Here’s what. (And why, perhaps, he saw fit to award me only a C+ in his course.) What McCain’s choice clearly tells us is that he is as cynical, as triangulating as any of the Senatorial colleagues he has recently come to hold in such low regard. McCain, or perhaps his advisors evidently concluded that running against change is a losing proposition – hardly surprising in view of the ruinous results of the serial calamities brought us by the current administration – and that for the faithful, Governor Palin is change personified. As Rick David, McCain’s campaign manager revealingly said, “This election is not about issues. This election is about a composite view of what people take away from these candidates.” Mangled syntax aside, this about says it all. It’s not the economy or any other damned thing. It’s the composite view, stupid. Change is now at the top of the needs pyramid and that McCain will deliver it in copious amounts is evidently the core of the new and improved McCain strategy. If enough people buy into this dazzling flimflam, it just might get him elected. Which will be OK because it will reflect the desires of the people for, altogether now, change.

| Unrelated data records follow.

PR #708, opened 2021-12-01
SR Linux `startup-config` in CLI format

hellt:
This PR makes it possible to provide the startup-config for SR Linux in CLI format.

The same `startup-config` directive is used to provide a path to a file with the following contents:

```
set / system information location test123
```

In that case, containerlab will recognize that the file content is not a JSON object and will not mount this file as the `config.json` file.
Instead, it will apply the instructions in that file during the post-deploy stage via `sr_cli`.

In summary, this is the proposed way to provide overlay configurations to SR Linux nodes in CLI format that will get applied over the default config.

### DIFF
--- a/docs/manual/kinds/srl.md
+++ b/docs/manual/kinds/srl.md
@@ -3,7 +3,7 @@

But change, in and of itself, is a journey without a destination. We know where we are, and it ain’t so great. We know change, somehow or other, will be required to get us somewhere else. Identifying that place, and outlining with some exactitude what will be required for us to get there would seem the least we should ask of our would-be next Presidents. It’s called leadership. I think even Reggie might agree.


(Full disclosure: I am, and have been through numerous relocations, a registered Republican. My threadbare rationale for this apparent denial of logic is a desire to help move the party towards the center of the political spectrum and reduce its emphasis on the so-called cultural “wedge” issues. In this, I’m clearly demonstrating the form of insanity Einstein once described as doing the same thing repeatedly, each time hoping for a different result.)